[Collected data entries]

○ ○ ○ ○ ○ ○ ○

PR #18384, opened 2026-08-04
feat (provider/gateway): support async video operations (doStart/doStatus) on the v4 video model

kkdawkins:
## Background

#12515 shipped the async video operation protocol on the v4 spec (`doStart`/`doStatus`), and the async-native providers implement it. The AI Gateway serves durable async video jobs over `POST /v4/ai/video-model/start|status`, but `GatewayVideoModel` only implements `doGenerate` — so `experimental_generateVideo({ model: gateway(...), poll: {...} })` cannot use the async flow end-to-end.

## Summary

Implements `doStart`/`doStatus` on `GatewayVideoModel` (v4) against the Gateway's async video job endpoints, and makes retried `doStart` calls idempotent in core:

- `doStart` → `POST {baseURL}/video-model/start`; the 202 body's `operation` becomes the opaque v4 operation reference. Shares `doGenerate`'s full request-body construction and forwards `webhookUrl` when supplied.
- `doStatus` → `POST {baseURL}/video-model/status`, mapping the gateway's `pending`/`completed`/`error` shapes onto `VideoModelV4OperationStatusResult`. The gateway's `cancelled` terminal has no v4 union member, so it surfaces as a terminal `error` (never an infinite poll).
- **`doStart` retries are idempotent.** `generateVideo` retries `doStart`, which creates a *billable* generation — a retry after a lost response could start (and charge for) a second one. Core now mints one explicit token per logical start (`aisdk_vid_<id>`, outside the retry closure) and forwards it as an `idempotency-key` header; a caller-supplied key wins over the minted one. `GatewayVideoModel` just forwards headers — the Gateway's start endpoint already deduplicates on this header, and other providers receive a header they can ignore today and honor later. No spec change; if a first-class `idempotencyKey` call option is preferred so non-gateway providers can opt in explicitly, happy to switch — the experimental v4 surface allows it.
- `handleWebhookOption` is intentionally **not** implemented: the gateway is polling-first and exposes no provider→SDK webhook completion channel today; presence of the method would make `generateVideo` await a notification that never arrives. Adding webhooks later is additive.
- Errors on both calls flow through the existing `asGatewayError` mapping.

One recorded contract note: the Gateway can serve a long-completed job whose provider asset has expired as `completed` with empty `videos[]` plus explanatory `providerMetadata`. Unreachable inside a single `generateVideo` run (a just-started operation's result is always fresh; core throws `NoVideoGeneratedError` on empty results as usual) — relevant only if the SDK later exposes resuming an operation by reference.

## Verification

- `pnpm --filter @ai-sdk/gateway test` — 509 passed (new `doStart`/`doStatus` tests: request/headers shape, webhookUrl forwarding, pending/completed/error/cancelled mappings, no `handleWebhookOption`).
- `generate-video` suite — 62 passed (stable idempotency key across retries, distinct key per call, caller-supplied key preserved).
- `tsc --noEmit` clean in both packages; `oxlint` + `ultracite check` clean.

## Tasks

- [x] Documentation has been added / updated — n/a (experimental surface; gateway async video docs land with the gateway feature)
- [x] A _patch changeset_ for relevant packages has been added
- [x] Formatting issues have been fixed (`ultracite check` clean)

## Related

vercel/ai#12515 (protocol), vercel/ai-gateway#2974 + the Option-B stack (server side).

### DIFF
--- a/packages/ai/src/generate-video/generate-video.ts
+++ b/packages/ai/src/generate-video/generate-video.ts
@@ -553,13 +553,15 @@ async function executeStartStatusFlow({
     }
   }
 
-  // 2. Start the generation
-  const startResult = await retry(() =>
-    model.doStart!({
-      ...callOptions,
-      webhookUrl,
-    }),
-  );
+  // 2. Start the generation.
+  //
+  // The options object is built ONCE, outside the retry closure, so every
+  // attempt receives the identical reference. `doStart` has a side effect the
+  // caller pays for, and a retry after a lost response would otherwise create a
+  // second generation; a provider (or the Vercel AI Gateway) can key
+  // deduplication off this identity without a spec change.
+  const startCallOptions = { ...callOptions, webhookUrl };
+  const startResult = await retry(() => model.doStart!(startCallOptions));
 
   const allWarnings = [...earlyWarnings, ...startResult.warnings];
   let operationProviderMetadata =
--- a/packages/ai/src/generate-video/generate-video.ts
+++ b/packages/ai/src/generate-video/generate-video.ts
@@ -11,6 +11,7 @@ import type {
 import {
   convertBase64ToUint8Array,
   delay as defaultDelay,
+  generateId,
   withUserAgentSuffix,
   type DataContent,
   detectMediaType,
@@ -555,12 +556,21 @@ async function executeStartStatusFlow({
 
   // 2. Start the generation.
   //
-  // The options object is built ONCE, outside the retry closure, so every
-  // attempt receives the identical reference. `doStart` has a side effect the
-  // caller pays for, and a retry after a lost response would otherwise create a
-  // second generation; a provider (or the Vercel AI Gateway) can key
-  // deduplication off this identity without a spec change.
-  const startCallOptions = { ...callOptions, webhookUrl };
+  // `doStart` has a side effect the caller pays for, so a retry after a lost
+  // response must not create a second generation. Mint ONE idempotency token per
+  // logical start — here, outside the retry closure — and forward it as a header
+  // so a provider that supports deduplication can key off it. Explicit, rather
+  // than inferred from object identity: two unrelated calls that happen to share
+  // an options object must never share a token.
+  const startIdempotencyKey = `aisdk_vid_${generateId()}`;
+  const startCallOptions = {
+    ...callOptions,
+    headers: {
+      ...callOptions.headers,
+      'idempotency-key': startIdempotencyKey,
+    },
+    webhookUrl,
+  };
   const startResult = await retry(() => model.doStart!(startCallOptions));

○ ○ ○ ○ ○ ○ ○

### Exercise objective
Set down the data once more, word for word.

### Output of the exercise
PR #18384, opened 2026-08-04
feat (provider/gateway): support async video operations (doStart/doStatus) on the v4 video model

kkdawkins:
## Background

#12515 shipped the async video operation protocol on the v4 spec (`doStart`/`doStatus`), and the async-native providers implement it. The AI Gateway serves durable async video jobs over `POST /v4/ai/video-model/start|status`, but `GatewayVideoModel` only implements `doGenerate` — so `experimental_generateVideo({ model: gateway(...), poll: {...} })` cannot use the async flow end-to-end.

## Summary

Implements `doStart`/`doStatus` on `GatewayVideoModel` (v4) against the Gateway's async video job endpoints, and makes retried `doStart` calls idempotent in core:

- `doStart` → `POST {baseURL}/video-model/start`; the 202 body's `operation` becomes the opaque v4 operation reference. Shares `doGenerate`'s full request-body construction and forwards `webhookUrl` when supplied.
- `doStatus` → `POST {baseURL}/video-model/status`, mapping the gateway's `pending`/`completed`/`error` shapes onto `VideoModelV4OperationStatusResult`. The gateway's `cancelled` terminal has no v4 union member, so it surfaces as a terminal `error` (never an infinite poll).
- **`doStart` retries are idempotent.** `generateVideo` retries `doStart`, which creates a *billable* generation — a retry after a lost response could start (and charge for) a second one. Core now mints one explicit token per logical start (`aisdk_vid_<id>`, outside the retry closure) and forwards it as an `idempotency-key` header; a caller-supplied key wins over the minted one. `GatewayVideoModel` just forwards headers — the Gateway's start endpoint already deduplicates on this header, and other providers receive a header they can ignore today and honor later. No spec change; if a first-class `idempotencyKey` call option is preferred so non-gateway providers can opt in explicitly, happy to switch — the experimental v4 surface allows it.
- `handleWebhookOption` is intentionally **not** implemented: the gateway is polling-first and exposes no provider→SDK webhook completion channel today; presence of the method would make `generateVideo` await a notification that never arrives. Adding webhooks later is additive.
- Errors on both calls flow through the existing `asGatewayError` mapping.

One recorded contract note: the Gateway can serve a long-completed job whose provider asset has expired as `completed` with empty `videos[]` plus explanatory `providerMetadata`. Unreachable inside a single `generateVideo` run (a just-started operation's result is always fresh; core throws `NoVideoGeneratedError` on empty results as usual) — relevant only if the SDK later exposes resuming an operation by reference.

## Verification

- `pnpm --filter @ai-sdk/gateway test` — 509 passed (new `doStart`/`doStatus` tests: request/headers shape, webhookUrl forwarding, pending/completed/error/cancelled mappings, no `handleWebhookOption`).
- `generate-video` suite — 62 passed (stable idempotency key across retries, distinct key per call, caller-supplied key preserved).
- `tsc --noEmit` clean in both packages; `oxlint` + `ultracite check` clean.

## Tasks

- [x] Documentation has been added / updated — n/a (experimental surface; gateway async video docs land with the gateway feature)
- [x] A _patch changeset_ for relevant packages has been added
- [x] Formatting issues have been fixed (`ultracite check` clean)

## Related

vercel/ai#12515 (protocol), vercel/ai-gateway#2974 + the Option-B stack (server side).

### DIFF
--- a/packages/ai/src/generate-video/generate-video.ts
+++ b/packages/ai/src/generate-video/generate-video.ts
@@ -553,13 +553,15 @@ async function executeStartStatusFlow({
     }
   }
 
-  // 2. Start the generation
-  const startResult = await retry(() =>
-    model.doStart!({
-      ...callOptions,
-      webhookUrl,
-    }),
-  );
+  // 2. Start the generation.
+  //
+  // The options object is built ONCE, outside the retry closure, so every
+  // attempt receives the identical reference. `doStart` has a side effect the
+  // caller pays for, and a retry after a lost response would otherwise create a
+  // second generation; a provider (or the Vercel AI Gateway) can key
+  // deduplication off this identity without a spec change.
+  const startCallOptions = { ...callOptions, webhookUrl };
+  const startResult = await retry(() => model.doStart!(startCallOptions));
 
   const allWarnings = [...earlyWarnings, ...startResult.warnings];
   let operationProviderMetadata =
--- a/packages/ai/src/generate-video/generate-video.ts
+++ b/packages/ai/src/generate-video/generate-video.ts
@@ -11,6 +11,7 @@ import type {
 import {
   convertBase64ToUint8Array,
   delay as defaultDelay,
+  generateId,
   withUserAgentSuffix,
   type DataContent,
   detectMediaType,
@@ -555,12 +556,21 @@ async function executeStartStatusFlow({
 
   // 2. Start the generation.
   //
-  // The options object is built ONCE, outside the retry closure, so every
-  // attempt receives the identical reference. `doStart` has a side effect the
-  // caller pays for, and a retry after a lost response would otherwise create a
-  // second generation; a provider (or the Vercel AI Gateway) can key
-  // deduplication off this identity without a spec change.
-  const startCallOptions = { ...callOptions, webhookUrl };
+  // `doStart` has a side effect the caller pays for, so a retry after a lost
+  // response must not create a second generation. Mint ONE idempotency token per
+  // logical start — here, outside the retry closure — and forward it as a header
+  // so a provider that supports deduplication can key off it. Explicit, rather
+  // than inferred from object identity: two unrelated calls that happen to share
+  // an options object must never share a token.
+  const startIdempotencyKey = `aisdk_vid_${generateId()}`;
+  const startCallOptions = {
+    ...callOptions,
+    headers: {
+      ...callOptions.headers,
+      'idempotency-key': startIdempotencyKey,
+    },
+    webhookUrl,
+  };
   const startResult = await retry(() => model.doStart!(startCallOptions));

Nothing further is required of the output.